I'm a bit offended at this considering most of my life I've been on the bottom end of the wealth ladder - I grew up in a very poor neighborhood inside Atlanta next to an area of mixed income ranging from middle-class to the nouveau riche. I went to both a rich high school and a poor high school. A private university and a community college. My experiences have shown me those at all positions of the "wealth/social ladder" have the same propensity to be as arrogant and xenophobic as anybody else ... Everyone's isolated to their own social circle to some extent no matter your income and it's a little unfair to vindicate the just-as-guilty middle class of the same crimes you accuse the upper and lower classes of committing ...
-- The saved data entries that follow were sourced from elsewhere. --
PR #8955, opened 2023-05-24
Add accountant to thankyou notification

znarf:
was already done for recurring contributions


Betree (approved):
Good catch, I thought this was already covered!

PR #1, opened 2015-03-18
Added Swiftype search service

kovyrin:
Swiftype is a hosted search solution (has both API and crawler for ingesting content). We have a free plan with a single search engine and up to a 1000 documents allowed plus open source projects get free upgrades to the Premium level.


kovyrin:
Rebased to fix conflicts

PR #5, opened 2015-03-19
added nodequery

necenzurat:


ripienaar:
thanks

ripienaar:
hmm, maybe it's just early and I need coffee but I can't see this offer on their site?

ripienaar:
Ah, no this is 'Free during beta', I am not sure that qualifies for what I had in mind

PR #10, opened 2015-03-19
Slack

agh:
Feels like it fits under here and they have a 'Lite' plan which is free (slack.com/pricing) and perfectly suitable for getting started with limitations placed on the # of integrations and # of messaged retained in the search index.

About 60% of the teams I'm joined to are using the Lite plan and don't pay. Seems to work for them.

Thoughts or comments?


ripienaar:
perfect thanks

PR #11, opened 2015-03-19
add phplist in email category

doc75:
Add mention of phplist.com which propose hosted version with few mails.
Of course self-hosted gets unlimited access.

I let you decide if it is interesting to add it to the list.


ripienaar:
thanks :)

PR #25, opened 2015-03-30
add Scalingo in the list of PaaS

yannski:
added Scalingo in the list of PaaS. Disclaimer: I'm the CEO of Scalingo. Hope it's useful.


ripienaar:
nice, thanks

PR #26, opened 2015-03-30
Add link to comparison of CI services

ligurio:


ripienaar:
hmm, not sure it really fits the bill but will include it as it lists several free ones, but cant guarantee i wont cull it when I eventually make the website for this and thoroughly review them

thank you though :)

PR #45, opened 2015-03-30
Add Google Cloud services.

victorm95:
Correction for Google Compute Engine and add other Google cloud services.


ripienaar:
thanks

PR #54, opened 2015-03-31
Add github to the issue tracking

JonTheNiceGuy:


ripienaar:
I think if possible I want to avoid dupes like this - there are some already though so I'll merge this one.  But when I build a site I will have to figure out a way to put the same link in multiple categories cos this will soon become a nightmare.

thanks :)

JonTheNiceGuy:
How about adding tags: Github [issues, dvcs, wiki], c9.Io [ide] then filter by tags?

ripienaar:
Am doing something along those lines for the site I am developing yes

---
R.I.Pienaar

PR #55, opened 2015-03-31
Added owncloud

JonTheNiceGuy:


ripienaar:
hmm, I think aerofs isnt the same as owncloud as owncloud wants you to install a server its more in line with just downloadable free software - this means I'd end up recreating freshmeat in this list which is not the intention.

aerofs is just a bunch of clients using their closed source system to build a dropbox, so think I'm gonna decline this one sorry

PR #56, opened 2015-03-31
Vagrant box indexes

JonTheNiceGuy:


ripienaar:
not sure this fits the bill but will keep it in and decide about it later

PR #60, opened 2015-03-31
Moved Sentry to right category.

nadavshatz:


ripienaar:
thanks - not the end of the world, this is for now just raw list of links, a new site will be made with better UX and then I'll make sure its all good, but thanks for the fix :)

nadavshatz:
Got you, no problem then. Thanks for merging anyway :)

PR #62, opened 2015-03-31
Added Nitrous.IO 

ParkinT:
A great tool for Development, Testing and Collaboratio...n (Pair Programming) all browser-based.
[Here an introductory Video](http://goo.gl/J1Zbsg) I created for Learnable.com


ripienaar:
nice one

PR #186, opened 2015-04-07
added firebase

reflog:


ripienaar:
it's already there, thanks though :)

PR #187, opened 2015-04-07
Added Geeklist git repositories

GabiAxel:


ripienaar:
dont think this one really fits the bill, seems more as a side feature to recruitment site

GabiAxel:
Nevertheless this is a functioning hosted GitLab instance. I have been using it for a while and it never felt like a side feature.

PR #188, opened 2015-04-07
Added Google Cloud Datastore

GabiAxel:


README.md
```diff
@@ -249,6 +249,7 @@ Table of Contents
    * https://parsehub.com/ — Extract data from dynamic sites, turn dynamic websites into APIs, 5 projects free.
    * https://import.io/ - Easily turn websites into APIs, completely free for life.
    * https://redsmin.com/ - Online real-time monitoring and administration service for Redis, 1 Redis instance free
+   * https://cloud.google.com/datastore/ - High scale NoSQL datastore, free daily quota: 1GB storage + 50K reads + 50K writes
```
ripienaar: this is already listed under PaaS as part of the larger google cloud platform entry

GabiAxel:
Yes, but since Cloud Datastore can be used as a standalone service outside of App Engine via REST API, I thought it might be worth adding it under DBaaS.

ripienaar:
if we go by that we'd have every PaaS all over the list in all categories, AWS especially and it wouldn't make things easier in the end.

When I made the website based on this raw data I'll look at a better way to show one service that relates to multiple categories

Issue #181, opened 2015-04-06
Localhost tunnels 


rscafi:
Could someone list alternatives like [ngrok](https://ngrok.com/)?

ripienaar:
If they are hosted services with a free tier sure send a pr 

---
R.I.Pienaar

PR #201, opened 2015-04-07
added ngrok.com (tunnel service)

sknebel:
This section seemed to fit best (?)
Allows to expose locally running services under a public URL by building a tunnel to their service


sknebel:
(Fixes #181)

ripienaar:
thanks

PR #202, opened 2015-04-07
Bitnami: moved & changed description

sknebel:
Bitnami only manages instances, you still have to pay your IaaS provider

see https://wiki.bitnami.com/Bitnami_Cloud_Hosting/FAQ#How_much_does_it_cost.3f


ripienaar:
thanks

PR #206, opened 2015-04-07
added: sumologic.com and appdynamics.com

pcheliniy:
Good services :)


ripienaar:
thank you

TraderStf:
May be mistaken but does not seems to have all the limitations liste in FFD readme

http://www.appdynamics.com/lite/

pcheliniy:
@TraderStf If we're talking about a Trial, You are right. But i was talking about Lite versions. At first glance, so as You describe, but here http://www.appdynamics.com/pricing/#compare more detailed information.

PR #209, opened 2015-04-08
Add shrinkray.io to Media Processing

mwarkentin:


ripienaar:
thanks, mainly looking for commercial services that have free tiers but will put this one in, might cull it later

PR #223, opened 2015-04-08
Update README.md - added bip.io

tuddman:
added bip.io to #BaaS and alphabetized the BaaS section.


ripienaar:
hmm, hard to see from their site but do they provide a hosted version of this service or is it only self host?

This list is for hosted apps so just checking

tuddman:
Its both.  Hosted or anyone is free to fork it and host it themselves.

ripienaar:
thanks

PR #224, opened 2015-04-09
Add Heroku Postgres

Joshua-Anderson:


ripienaar:
I'd really rather not list every feature of every PaaS it will make things worse, I know there is some of this going on already but I am going to cull them out and find a way when building the website to represent these features

so gonna not merge this one sorry, thanks for the effort though

PR #229, opened 2015-04-09
Added SAP Hana Cloud Platform to PAAS

jpenninkhof:


ripienaar:
is it free for ever with those limits or some shorter trial? cant see it on their site clearly

jpenninkhof:
Hello,

It is indeed a trial/developers license that won't expire. In legal lingo,
SAP calls it a free and perpetual license.

Details about what you're entitled if you sign up can be found here:
http://scn.sap.com/docs/DOC-56411

Best regards,
Jan

ripienaar:
If that's not clear right on the signup page I am not going to include this one I think. All the others on the list have clear guidance right where you would expect it. Those that don't I also did not merge - generally they say they will come back when they fixed it. 

---
R.I.Pienaar

jpenninkhof:
Not sure if I understand you correctly... It actually clearly states that it's free:
image

I've also had a look at the other PAAS services. It seems that they only mention a time limit when there is one. The ones that don't have a time limit, don't mention it. SAP's developer accounts are in the latter category.

If there is anything else you need mentioned, please let me know. Perhaps I can let them know...

ripienaar:
I guess the others include details of the limitations upfront, ie. the information in the 2nd link you provided.

Maybe just link to that send link as well in your text in the PR

jpenninkhof:
Ah, got you there. I believe they made a generic page for their regular customers as well as their trial site. That may be why they don't spell out the perks and limitations of the developer account. I like the suggestion of linking to the other page though. Let me get that done.

jpenninkhof:
As discussed in the previous pull request, the link to SAP HCP has been changed to a page that contains much more info on what a developer accounts entitles you to.

ripienaar:
thanks

jpenninkhof:
Awesome, thanks!

PR #463, opened 2015-10-12
Added blackfire

thomasbabuj:
Web App Profiler


ripienaar:
hmm, think we should probably just add this to the monitoring section, it's tangentially related - there does not seem many of these out there for free so I am not keen on a single entry catagory

thomasbabuj:
Got it and move the link under monitoring. Thanks.

ripienaar:
thanks a lot :)

PR #483, opened 2015-10-28
sandstorm.io

garrmark:
Sandstorm.io is an open source hosting platform for personal/private instances of web apps. Users can upload and install arbitrary software through a simple app-store-like web interface. In addition to better privacy, this is the only way to make Open Source web apps viable.

### DIFF
--- a/README.md
+++ b/README.md
@@ -298,6 +298,7 @@ Table of Contents
   * https://viaduct.io/ - 350 MB of RAM and a 1 GB database for free
   * http://pagodabox.io/ - Small worker, web server, cache, and database for free
   * https://www.cloudandheat.com/en/paas.html - 128 MB of RAM for free, includes support for custom domains for free
+  * https://apps.sandstorm.io/ - An open source platform for servers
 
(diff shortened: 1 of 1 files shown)


ripienaar:
hard to make out exactly what this is - looks like they have a self hosted option and some option for managed hosting.  But there are no pricing for the managed hosting version to be found.

I've in the past not accepted self hosted software so if the free part is self hosting I dont think it would fit here.

Can you point me at pricing info for the managed hosting part?

shakna-israel:
It's accessible once you sign up... But that's annoying as hell.

The prices listed in the [release announcement](https://blog.sandstorm.io/news/2015-08-31-oasis-beta-launch.html) are still the same as far as I'm aware.

ripienaar:
OK, then as nice as this looks I dont think it really fits the bill for this :( there's no ongoing free tier (during beta only...) and the only free option is self hosted

sorry :(

garrmark:
No worries, I couldn't find pricing either so I thought there was a free option.

PR #484, opened 2015-10-30
sumome.com

TraderStf:


ripienaar:
why remove all the trailing ```.```? the one you're adding also have a trailing ```.``` but you're removing others :)

TraderStf:
Doooeee, i'll remove mine another day

PR #486, opened 2015-11-03
Added Wistia under tools for teams section

thomasbabuj:
Video hosting with viewer analytics, HD video delivery


ripienaar:
thanks

PR #489, opened 2015-11-03
add asana for Team Collaboration

aruntakkar:
your list is great we can add asana free team collaboration Also what's your take on this

### DIFF
--- a/README.md
+++ b/README.md
@@ -65,6 +65,7 @@ Table of Contents
 
 ## Tools for Teams and Collaboration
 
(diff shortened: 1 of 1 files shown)


ripienaar:
it's good, but unfortunately already on the list

aruntakkar:
But we should put it in the team collaboration Data or not?

ripienaar:
you could move it if you like, but I dont want it listed twice the list will become insane if we did that

aruntakkar:
Good no problem :)

PR #503, opened 2015-11-23
Per HP's announcement, HP Cloud will be terminated on January 31, 2016.

nclements:
Remove HP Cloud from list as they're killing it off.


ripienaar:
thank you

PR #507, opened 2015-11-25
Fix some links

evuez:
There was a missing "and" for "Design and UI" and "Tools for Teams and Collaboration".


ripienaar:
thanks :)

PR #510, opened 2015-11-29
Split out DNS into its own section

dandart:
Web hosting was a mix of web hosting and DNS - so this splits them apart

### DIFF
--- a/README.md
+++ b/README.md
@@ -29,6 +29,7 @@ Table of Contents
    * [PaaS](#paas)
    * [BaaS](#baas)
    * [Web Hosting](#web-hosting)
+   * [DNS](#dns)
    * [IaaS](#iaas)
    * [DBaaS](#dbaas)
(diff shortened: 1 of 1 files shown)


ripienaar:
nice, thanks

tomick:
@ripienaar Maybe move Cloudflare to DNS section?

dandart:
good point - it counts too

ripienaar:
I think they are a CDN first and the DNS stuff is a side feature. Not sure I am keen on listing the same thing many times - but then in their primary use first

dandart:
Oops - I duplicated above not realising that wasn't your intention - I'd personally have everything that does dns under dns etc, just for ease of search

ripienaar:
In the mid term I am going to write some web app for this data that has something like tags or a entry in different categories or such

This once I am done moving countries. Till then I am a bit weary of exploding the size of this rather inefficient current format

In short, everybody sucks no matter where you go.


----------



## matfoster (Mar 6, 2010)

i used to do deliveries to people's houses. groceries ordered over the internet. from the single mums and old folks in grim housing estates, i'd get generous tips. from the rich people living behind electronic gates i'd get complaints they'd been short-changed by $2 on a $200 itemised bill or a single bottle of water from 2 or 3 crates or something.

rich doesn't equal 'class'. plenty of plebs have lots of money. and more than a few classy people can be found living on the breadline also.


----------



## bennielou (Mar 10, 2010)

DScience said:


> I'm sorry but it's hard for me to be sensitive to this subject. What did you expect, to walk into the wedding and be treated like a queen? I mean seriously, although you might WISH to be treated as a 'friend', in reality you are doing a job, and as such you are their employee. If you wanted to get pats on the back for every 'job' you do, stick with baby or child photography.


 

Oh Lordy.  Where did that come from?

No, I don't expect to be treated like a queen, and I am fully aware that I am an employee.  Unlike some photographers, I do see myself not as an "art-teest" but an employee.  There to do the best job I can.  Just like the cake lady.  Just like the guys that do amazing flowers.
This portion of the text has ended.